— Ой, да просто выпендривается! — презрительно бросила Лера. — Теперь из-за её дебилизма я, вообще, боюсь в свой инстаграм заходить или в Твиттер. Каждый раз опасаюсь, что мне там напишут какие-тнибудь гадости или пришлют мои фотки…
— Небось, если бы Ника сама так попала, вообще, бы никому не сказала, — проговорила Оля.
Они встали возле её двери.
— Да, хорошо было бы, чтобы она почувствовала на своей шкуре, как это, — с неожиданной злой мстительностью проговорила Лерка. — Но эта принцесса слишком правильная, чтобы себе такое позволить!
— И поэтому ставит себя выше других, — поддакнула Оля.
Она открыла свою квартиру, и они вошли внутрь.
— Спасибо, что ты ей запретила приходить, Оль, — сказала Лера, снимая кеды. — Я бы ей глаза выцарапала, если бы она припёрлась!
— Ну, Лер… я ж твоя подруга, — пожала плечами Оля. — Я же понимаю…
Воспоминание растворилось, сникло, испарилось. Быстро и неожиданно, как и всегда. А я осталась стоять неподвижно перед дверью, держа в руках купленный подарок. В моей голове эхом звучали слова Леры и Оли. Мне показалось, что мне под сердце, куда-то очень глубоко, чтобы было как можно больнее, с силой вогнали лезвие ножа и несколько раз с остервенением повернули.
Я вздрогнула и всхлипнула, безвольно отступила на шаг от двери. Затем ещё на шаг, запнулась одной ногой за другую и пошатнулась. Снова влажно всхлипнула и закрыла глаза. Я с трудом проглотила болезненную обиду. В коленях растекалась вязкая слабость. У меня опустились и задрожали плечи. Горло словно сдавило тугой, жесткой петлёй. Удручающее, саднящее и прогорклое чувство разрослось во мне. Оно походило на безлистное, сухое дерево с кривыми колючими и крючковатыми ветками. Его ветки напоминали узловатые руки с загнутыми длинными когтями. И эти многочисленные руки-ветки дерево горестной обиды запустило в мое тело, сжало живот и легкие, сдавило сознание, поразило душу и обвило сердце.
Я закрыла глаза, под веками дрожали хаотичные слабые огни. Я почувствовала, как щиплет и слегка печет глаза, и вспомнила слова Леры: «Спасибо, что ты ей запретила приходить, Оль».
Я открыла глаза и несколько секунд смотрела на дверь, оттуда доносился чей-то заливистый смех. Я осторожно повесила пакет с подарком на дверь, но затем передумала и сняла его. Потоптавшись и подумав, я направилась вниз по лестнице. Мои одинокие шаги шепчущим эхом звучали в стенах тихого подъезда.

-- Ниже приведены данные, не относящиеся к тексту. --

PR #1172, opened 2021-03-15
feat(notif): allow users to enable/disable specific agents

### LINKED ISSUE #993: Specify notification agent per user
#### Description
It would be nice to have the flexibility to specify which notification to use for each user. When having multiple notification agents enabled it will send notifications to all notification agents to all users.

#### Desired Behavior
Specify for each user which notification agent to use as a primary one.

### LINKED ISSUE #1176: Increase verboseness of notification logs
#### Description
The logs related to notification today are very basic and aren't very useful when it comes to troubleshooting
That's an example:
```
2021-03-14T19:20:17.356Z [info][Notifications]: Sending notification for MEDIA_AVAILABLE 
2021-03-14T19:20:17.357Z [debug][Notifications]: Sending Telegram notification 
2021-03-14T19:20:18.202Z [error][Notifications]: Request failed with status code 403 
```
I can't answer who this notification was sent to, what movie was available, and what 403 means.

#### Desired Behavior
It would be nice if we had something similar to this:

```
2021-03-14T19:20:17.356Z [info][Notifications]: Sending notification for MEDIA_AVAILABLE 
2021-03-14T19:20:17.357Z [debug][Notifications]: Sending {notification agent} notification to {user} - {movie} - {status}
2021-03-14T19:20:18.202Z [error][Notifications]: Request failed with status code 403
dump here the agent error message
```
Resulting in:
```
2021-03-14T19:20:17.356Z [info][Notifications]: Sending notification for MEDIA_AVAILABLE 
2021-03-14T19:20:17.357Z [debug][Notifications]: Sending Telegram notification to ankarhem - To Sir, with Love (1967) - Available
2021-03-14T19:20:18.202Z [error][Notifications]: Request failed with status code 403
{"ok":false,"error_code":400,"description":"Bad Request: chat not found"}
```
#### Additional Context

I requested movies in the name of some users and now I can't tell which of them wasn't notified.

TheCatLady:
#### Description

- Allows users to enable/disable specific agents
- Refactors setting navigation tabs into a new `SettingsTabs` component
- Adds tabbed user notification settings and hides tabs for settings which cannot be enabled (e.g., don't allow user to configure email settings if the owner/admin has not set up and enabled email notifications)
- Adds new shared settings tabs component for settings navigation elements
- Modifies `Yup` validation to only enforce required fields when the notification agent is enabled
- Refactors email notification agent to reduce duplicated logic/code
- Improves notification logging
- Removes redundant "Enable Notifications" setting, since each agent can be enabled/disabled on its own
- Fixes test function for email notification agent to use form values instead of saved settings

image
image
image

#### To-Dos

#### Issues Fixed or Closed

- Closes #993
- Closes #1176


src/components/Settings/Notifications/NotificationsTelegram.tsx
```diff
@@ -86,6 +86,8 @@ const NotificationsTelegram: React.FC = () => {
               botUsername: values.botUsername,
             },
           });
+          mutate('/api/v1/settings/public');
```
sct, line 89: Why are we calling mutate here?

TheCatLady: The global/system Telegram notifications need to be configured in order for users to configure personal notifications, since user notifications are dependent on the bot username & bot API key.

sct: I don't think we need to provide any of that data into the public settings endpoint? It can just be returned with the API calls from the settings page itself.

TheCatLady: Oh hm, good point.  I'll change that!

src/components/UserProfile/UserSettings/index.tsx
```diff
@@ -48,12 +44,12 @@ const UserSettings: React.FC = ({ children }) => {
   const settingsRoutes: SettingsRoute[] = [
     {
       text: intl.formatMessage(messages.menuGeneralSettings),
-      route: '/settings/main',
+      route: `/users/${user?.id}/settings/main`,
```
sct, line 47: The changes to the routes here break the profile routes.

server/entity/UserSettings.ts
```diff
@@ -20,24 +24,28 @@ export class UserSettings {
   @JoinColumn()
   public user: User;
 
-  @Column({ default: true })
-  public enableNotifications: boolean;
-
   @Column({ nullable: true })
-  public discordId?: string;
+  public region?: string;
```
sct, line 29: Please don't reorganize things unless it serves a purpose. This makes the PR really hard to read.

server/lib/notifications/agents/discord.ts
```diff
@@ -177,6 +181,7 @@ class DiscordAgent
         ...(payload.extra ?? []).map((extra) => ({
           name: extra.name,
           value: extra.value,
+          inline: true,
```
sct, line 184: Because this can be any arbitrary data, I felt inlining it wouldn't make sense if we decided to attach longer messages.

server/migration/1616699371961-UserSettingsRemoveEnableNotifications.ts
```diff
@@ -0,0 +1,32 @@
+import { MigrationInterface, QueryRunner } from 'typeorm';
```
sct, line 1: This file needs to be regenerated since we have had another migration in the meantime.

server/migration/1616699467321-UserSettingsAddNotificationAgents.ts
```diff
@@ -0,0 +1,32 @@
+import { MigrationInterface, QueryRunner } from 'typeorm';
```
sct, line 1: Why do we have two migrations?

server/routes/settings/notifications.ts
```diff
@@ -1,36 +1,16 @@
...
-
-  Object.assign(settings.notifications, {
-    enabled: req.body.enabled,
-  });
-  settings.save();
-
-  return res.status(200).json({
-    enabled: settings.notifications.enabled,
-  });
-});
```
sct, line 32: I think I misunderstood you before. I didn't want to remove the global notification disable option. I just wanted to remove it for the users.

src/components/Settings/Notifications/NotificationsEmail.tsx
```diff
@@ -64,21 +62,62 @@ const NotificationsEmail: React.FC = () => {
...
+        .when('pgpPassword', {
+          // eslint-disable-next-line @typescript-eslint/no-explicit-any
+          is: (value: any) => !!value,
+          then: Yup.string()
+            .nullable()
+            .required(intl.formatMessage(messages.validationPgpPrivateKey)),
+          otherwise: Yup.string().nullable(),
+        })
+        .matches(
+          /^-----BEGIN PGP PRIVATE KEY BLOCK-----[\s\w]+-----END PGP PRIVATE KEY BLOCK-----$/,
```
sct, line 107: Hrm. I am not sure how entirely strict the spacing format is for this block. Do we really need validation here? People should know what they are doing.

What about a placeholder example in the text area instead?

src/components/Settings/Notifications/NotificationsEmail.tsx
```diff
@@ -64,21 +62,62 @@ const NotificationsEmail: React.FC = () => {
...
+          intl.formatMessage(messages.validationPgpPrivateKey)
+        ),
+      pgpPassword: Yup.string().when('pgpPrivateKey', {
+        // eslint-disable-next-line @typescript-eslint/no-explicit-any
+        is: (value: any) => !!value,
```
sct, line 112: Better to not disable eslint if we can avoid it. Instead make the type here `unknown`:

```suggestion
        is: (value: unknown) => !!value,
```

src/components/Settings/Notifications/NotificationsEmail.tsx
```diff
@@ -64,21 +62,62 @@ const NotificationsEmail: React.FC = () => {
...
+          is: true,
+          then: Yup.number().required(
+            intl.formatMessage(messages.validationSmtpPortRequired)
+          ),
+          otherwise: Yup.number().nullable(),
+        }),
+      pgpPrivateKey: Yup.string()
+        .when('pgpPassword', {
+          // eslint-disable-next-line @typescript-eslint/no-explicit-any
+          is: (value: any) => !!value,
```
sct, line 100: Same thing here with type `unknown` instead of any.

src/components/UserProfile/UserSettings/index.tsx
```diff
@@ -67,50 +63,20 @@ const UserSettings: React.FC = ({ children }) => {
     },
     {
       text: intl.formatMessage(messages.menuNotifications),
-      route: '/settings/notifications',
+      route: data?.emailEnabled
+        ? `/users/${user?.id}/settings/notifications/email`
+        : `/users/${user?.id}/settings/notifications/discord`,
```
sct, line 68: What if neither are enabled? Should we show the discord notification page if discord notifications aren't enabled?

src/components/Settings/Notifications/NotificationsWebhook/index.tsx
```diff
@@ -60,14 +59,26 @@ const NotificationsWebhook: React.FC = () => {
...
   const NotificationsWebhookSchema = Yup.object().shape({
     webhookUrl: Yup.string()
-      .required(intl.formatMessage(messages.validationWebhookUrl))
+      .when('enabled', {
+        is: true,
+        then: Yup.string()
+          .nullable()
+          .required(intl.formatMessage(messages.validationWebhookUrl)),
+        otherwise: Yup.string().nullable(),
+      })
```
sct, line 68: You made this sort of change in many places, but I am unsure how I feel about it UX-wise.

Users could actually save invalid data, but when they went to enable it, suddenly errors would spring up, telling them what they entered was wrong. But it just let them save it before? I think the validation should always be on if the inputs are visible. If we want to "remove" user input when the notification agent isn't enabled, it would be better to have something that hides all the inputs unless the type is actually enabled (which would make this toggled validation make sense)—something to think about for another PR.

src/components/UserProfile/UserSettings/index.tsx
TheCatLady: The user can always enter a Discord ID, even if Discord notifications are not enabled. Some people may be using Requestrr and not have our built-in Discord notifications enabled.

src/components/Settings/Notifications/NotificationsWebhook/index.tsx
TheCatLady: So this doesn't actually allow them to save invalid data. Rather, it just makes them optional (doesn't apply `required()`).  If a user enters a value in the field, it still must pass the valdation after/outside the `when()`.

src/components/Settings/Notifications/NotificationsEmail.tsx
TheCatLady: According to my research, the PGP private key must always begin with `-----BEGIN PGP PRIVATE KEY BLOCK-----` and end with `-----END PGP PRIVATE KEY BLOCK-----`. The spacing and characters and length of the block in between can vary, however, which is why I went with `[\s\w]+` in between (to match 1 or more space/word characters).

A placeholder might be confusing since we'd need to include both the header/footer of the key, and it would disappear once the user inputted a value into the field. When we add the help system, we should probably have some clarification in there about the format of this field.

src/components/UserProfile/UserSettings/index.tsx
TheCatLady: Could you clarify? I didn't find/notice anything broken as a result.  The paths just had to change since I updated it to use a shared component for the navigation.

src/components/UserProfile/UserSettings/index.tsx
sct: Ah yes, Requestrr! Makes sense!

src/components/UserProfile/UserSettings/index.tsx
sct: When a user navigates to their own settings from their own profile or from the user dropdown, the URL is different:

`/profile/settings/notifications`

TheCatLady: @sct Fixed!

src/pages/profile/settings/notifications/discord.tsx
```diff
@@ -0,0 +1,20 @@
+import { NextPage } from 'next';
+import React from 'react';
+import UserSettings from '../../../../components/UserProfile/UserSettings';
+import UserNotificationSettings from '../../../../components/UserProfile/UserSettings/UserNotificationSettings';
+import UserNotificationsDiscord from '../../../../components/UserProfile/UserSettings/UserNotificationSettings/UserNotificationsDiscord';
+import useRouteGuard from '../../../../hooks/useRouteGuard';
+import { Permission } from '../../../../hooks/useUser';
+
+const NotificationsPage: NextPage = () => {
+  useRouteGuard(Permission.MANAGE_USERS);
```
sct, line 10: How do users get to their own management page with this guard?

sct: Same goes for the other profile pages

TheCatLady: Ah whoops, copy-paste error.

sct (approved):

Я вышла на улицу. Погода сегодня была просто чудесной, она вселяла покой и умиротворение. И от этого мне было ещё горше. Я присела на скамейку возле пустой детской площадки и посмотрела на бредущего вдоль бордюра голубя. Затем я перевела взгляд на украдкой пробегающую вдоль дома бездомную собаку.

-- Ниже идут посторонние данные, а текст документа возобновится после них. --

PR #1197, opened 2021-03-16
refactor(ui): tweak genre card colors

TheCatLady:
#### Description

Makes some small adjustments to reduce the numbers of adjacent cards with the same/similar colors.

image
image

#### To-Dos

#### Issues Fixed or Closed

N/A


sct:
This also depends on your screen size, right? You could have adjacent colors just the same with a wider screen.

sct:
> This also depends on your screen size, right? You could have adjacent colors just the same with a wider screen.

I did some testing. Similar colors still line up but just with really wide screens and there really isn't much we can do about that I suppose 😂

sct (approved):

PR #1202, opened 2021-03-16
fix(lang): UI string edits, round 2

TheCatLady:
#### Description

More language string fixes, for things I didn't catch the last time or which were introduced since that first round of string edits.  Apologies @sct and translators 👀

Also in this PR:
- set more descriptive page titles for settings, user settings, and error pages
- add links back to the media details page from the "Recommendations" and "Similar <Movies/Series>" pages
- fixed `Yup` validation on port number fields to not show errors like "port must be a `number` type, but the final value was: `NaN` (cast from the value `...`)."
- removed all remaining instances of `FormattedMessage` and `FormattedNumber`
- swapped `ReactMarkdown` for `ReactMarkdownWithHtml` so that images defined using HTML `img` tags in release notes get displayed properly

#### To-Dos

#### Issues Fixed or Closed

N/A


src/components/Settings/SettingsAbout/Releases/index.tsx
```diff
@@ -18,13 +18,14 @@ const messages = defineMessages({
...
+  runningDevelop: 'Development Version',
   runningDevelopMessage:
-    'The changes in your version will not be available below. Please see the <GithubLink>GitHub repository</GithubLink> for latest updates.',
+    'The latest changes to the <code>develop</code> branch of Overseerr are not shown below.\
+    Please see the commit history for this branch on <GithubLink>GitHub</GithubLink> for details.',
 });
 
 const REPO_RELEASE_API =
-  'https://api.github.com/repos/sct/overseerr/releases?per_page=20';
+  'https://api.github.com/repos/sct/overseerr/releases?per_page=10';
```
sct, line 28: Why 10?

src/components/Settings/SettingsAbout/Releases/index.tsx
```diff
@@ -95,7 +96,9 @@ const Release: React.FC<ReleaseProps> = ({
           }}
         >
           <div className="prose">
-            <ReactMarkdown>{release.body}</ReactMarkdown>
+            <ReactMarkdownWithHtml allowDangerousHtml>
+              {release.body}
+            </ReactMarkdownWithHtml>
```
sct, line 101: Was something not working before that we need to parse HTML and allow dangerous HTML?

src/components/Settings/SettingsAbout/index.tsx
```diff
@@ -86,7 +94,7 @@ const SettingsAbout: React.FC = () => {
               rel="noreferrer"
               className="text-indigo-500 hover:underline"
             >
-              {intl.formatMessage(messages.clickheretojoindiscord)}
+              https://discord.gg/PkCWJSeCk7
```
sct, line 97: What was wrong with the descriptive string?

src/components/Settings/SettingsAbout/Releases/index.tsx
TheCatLady: Yes, there were images in some release notes that were included using HTML.

src/components/Settings/SettingsAbout/index.tsx
TheCatLady: It doesn't match the pattern on that page:
image

src/components/Settings/SettingsAbout/Releases/index.tsx
TheCatLady: I looked at how often we release and didn't think it was useful to display that many.  The page looks cleaner and less intimidating with a more reasonable number of entries IMO.  There are currently only 19 entries _total_, so we aren't even hitting that limit of 20, and I think that just covers a really long period of time that wouldn't be useful to the user... so much has changed in that time!

src/components/Settings/SettingsAbout/index.tsx
sct: There is no set-in-stone pattern for this page, though. I don't like the invite URL being just the plain invite code because technically, it can change. Unless we get level 3 boosting going on and have a static URL, I like the other string better.

sct: I suppose that could happen? Either way, it's not important. No need to bikeshed over the specific text of a link. If you like the URL more, we can go with that.

src/components/Settings/SettingsLogs/index.tsx
```diff
@@ -9,9 +9,11 @@ import Error from '../../../pages/_error';
 import Badge from '../../Common/Badge';
 import Button from '../../Common/Button';
 import LoadingSpinner from '../../Common/LoadingSpinner';
+import PageTitle from '../../Common/PageTitle';
 import Table from '../../Common/Table';
 
 const messages = defineMessages({
+  settings: 'Settings',
```
sct, line 16: Maybe a global message for `Settings` is better here.

src/components/Settings/SettingsMain.tsx
```diff
@@ -24,29 +27,27 @@ const messages = defineMessages({
   applicationTitle: 'Application Title',
   applicationurl: 'Application URL',
   region: 'Discover Region',
-  regionTip:
-    'Filter content by region (only applies to the "Popular" and "Upcoming" categories)',
```
sct, line 28: Are these tips no longer relevant?

TheCatLady: I didn't remove the tip, just the parts in parentheses.  We are also filtering results for genres now, and possibly more areas in the future.  We can't possibly list them all, and I think we only filter where it makes sense, so I didn't feel the category clarification was necessary anymore.

I did change the region tip to say "filter content by **regional availability**" though, since that is a bit more clear on what the region setting actually does.

sct (approved):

Знаете, что между ними и мной сейчас есть общего? Они тоже никому не нужны, и от них тоже все отвернулись. Интересно, они-то в чем провинились?
Я невесело улыбнулась своим дурацким мыслям. Подняла взгляд на небо, солнце коснулось моего лица. Его прикосновение казалось ласковым утешающим жестом. Я поняла, что опять плачу. В который раз уже за последние несколько дней.
— Почему ты плачешь? — раздался чей то тонкий робкий голосок.
Я опустила взгляд. Возле меня стояла малышка лет пяти-шести в голубом платьице и белых босоножках. Со своими пышными каштановыми волосами, завязанными в два хвостика, она производила умилительное впечатление. Я приветливо, но устало улыбнулась ей и быстро смахнула слёзы.
— Просто… день не задался.
— Тебя кто-то обидел? — спросил ребенок, глядя на меня большими, искренними светло-лазурными глазками.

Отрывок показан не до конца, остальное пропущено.